Saved entries ▸
PR #184, opened 2024-06-17
Add support to subscribe to historical and future chain events

bas-vk:
This change adds support to subscribe to events at a specific block instead of only the current block the chain monitor is on. This solves the issue when the node starts, determine the current head block and orders these various components (stream cache, node registry, ...) to load the state from this block. After the initial state is loaded these components subscribe to events such as node added, stream allocated, ... to update their internal state. In the mean time the chain monitor advances to new blocks when the chain progresses. Events in intermediate blocks between the block the state is loaded from and the block the subscription is made on will be missed.

This change solves this issue by allowing event subscriptions to pass in a block number. The flow is:
1. determine `start block` at boot
2. order components to load state from this `start block`
3. components will register at the chain monitor for new events they are interested in on `start block` + 1

It adds several tests for subscribing to events on past and future blocks.

### DIFF
--- a/core/node/crypto/chain_monitor.go
+++ b/core/node/crypto/chain_monitor.go
@@ -35,7 +35,7 @@ type (
 		// OnContractEvent matches all events created by the contract on the given address.
 		OnContractEvent(addr common.Address, cb OnChainEventCallback)
 		// OnContractWithTopicsEvent matches events created by the contract on the given
-		OnContractWithTopicsEvent(addr common.Address, topics [][]common.Hash, cb OnChainEventCallback)
+		OnContractWithTopicsEvent(from BlockNumber, addr common.Address, topics [][]common.Hash, cb OnChainEventCallback)
 		// OnStopped calls cb after the chain monitor stopped monitoring the chain
 		OnStopped(cb OnChainMonitorStoppedCallback)
 	}
@@ -131,13 +131,14 @@ func (ecm *chainMonitor) OnContractEvent(addr common.Address, cb OnChainEventCal
 }
 
 func (ecm *chainMonitor) OnContractWithTopicsEvent(
+	from BlockNumber,
 	addr common.Address,
 	topics [][]common.Hash,
 	cb OnChainEventCallback,
 ) {
 	ecm.muBuilder.Lock()
 	defer ecm.muBuilder.Unlock()
-	ecm.builder.OnContractWithTopicsEvent(addr, topics, cb)
+	ecm.builder.OnContractWithTopicsEvent(from, addr, topics, cb)
 }
 
 func (ecm *chainMonitor) OnStopped(cb OnChainMonitorStoppedCallback) {
--- a/core/node/crypto/chain_monitor.go
+++ b/core/node/crypto/chain_monitor.go
@@ -35,12 +35,7 @@ type (
 		// OnContractEvent matches all events created by the contract on the given address.
 		OnContractEvent(from BlockNumber, addr common.Address, cb OnChainEventCallback)
 		// OnContractWithTopicsEvent matches events created by the contract on the given
-		OnContractWithTopicsEvent(
-			from BlockNumber,
-			addr common.Address,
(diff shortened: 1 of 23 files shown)


texuf (approved):
- can you please add a description to your pr describing 1) what this new code is doing 2) how you test this code, or alternatively, under what conditions is this code run in the wild
- there is a lot of formatting churn in this pr. it would be great if you could do that in a separate pr. Do we have a script for auto-formatting everything?  Maybe we can run that on a chron

sergekh2 (approved):

core/node/crypto/chain_monitor.go
```diff
@@ -255,19 +278,22 @@ func (ecm *chainMonitor) RunWithBlockPeriod(
...
 
+			ecm.mu.Lock()
+			fromBlock := ecm.fromBlock
+			fromBlockVersion := ecm.fromBlockVersion
+			ecm.mu.Unlock()
+
 			// ensure that the search range isn't too big because RPC providers
 			// often have limitations on the block range and/or response size.
-			if head.Number.Uint64()-fromBlock.Uint64() > 25 {
+			if head.Number.Cmp(fromBlock) > 0 && head.Number.Uint64()-fromBlock.Uint64() > 25 {
```
clemire, line 288: nit: is this condition redundant? header block # is already > fromBlock if it's at least fromBlock + 25, yes?

core/node/crypto/chain_monitor.go
```diff
@@ -314,10 +340,10 @@ func (ecm *chainMonitor) RunWithBlockPeriod(
 			}
 
 			callbacksExecuted.Wait()
-			ecm.muBuilder.Unlock()
 
 			// from and toBlocks are inclusive, start at the next block on next iteration
-			fromBlock = new(big.Int).Add(query.ToBlock, one)
+			ecm.setFromBlockVersioned(fromBlockVersion, new(big.Int).Add(query.ToBlock, one))
```
clemire, line 345: why versioned updates here? Do we expect this method to be entered by multiple threads? And also arent updates already write protected by the mutex?

core/node/crypto/chain_monitor_test.go
```diff
@@ -223,3 +224,377 @@ func TestChainMonitorEvents(t *testing.T) {
...
+	}
+
+	for i := 0; i < N; i++ {
+		tc.Commit(ctx)
+	}
+
+	receipt = <-pendingTx.Wait()
+	require.Equal(crypto.TransactionResultSuccess, receipt.Status)
+
+	// ensure that historicalContractWithTopicsEventCallback received old NodeAdded events
```
clemire, line 364: comment

core/node/crypto/chain_monitor_test.go
```diff
@@ -223,3 +224,377 @@ func TestChainMonitorEvents(t *testing.T) {
...
+	for {
+		blockNum := tc.BlockNum(ctx)
+		if blockNum.AsUint64() > lastRegisteredNodeEvent.BlockNumber {
+			break
+		}
+		time.Sleep(10 * time.Millisecond)
+	}
+
+	// register a callback for the NodeAdded event on a future block.
+	// Ensure that historicalContractAllEventsCallback and historicalContractEventsCallback receive all node added
```
clemire, line 323: comment: historicalContractAllEventsCallback, etc

clemire (changes requested):
nits, questions

core/node/crypto/chain_monitor.go
bas-vk: 2 reasons:
- in theory it is possible to subscribe on events from future blocks. In that case fromBlock > head and therefore the subtraction underflows (go doesn't panic on int over/underflows)
- head is retrieved externally from an rpc provider. If for whatever reason the rpc node reverted a chain segment head can become < fromBlock -> same problem with the subtraction underflow.

sergekh2 (approved):

clemire (approved):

Problem requirements ▸ For every line above that includes the string "BlockNumber", copy the line.

Exercise response ▸
+		OnContractWithTopicsEvent(from BlockNumber, addr common.Address, topics [][]common.Hash, cb OnChainEventCallback)
+	from BlockNumber,
 		OnContractEvent(from BlockNumber, addr common.Address, cb OnChainEventCallback)
-			from BlockNumber,
+		if blockNum.AsUint64() > lastRegisteredNodeEvent.BlockNumber {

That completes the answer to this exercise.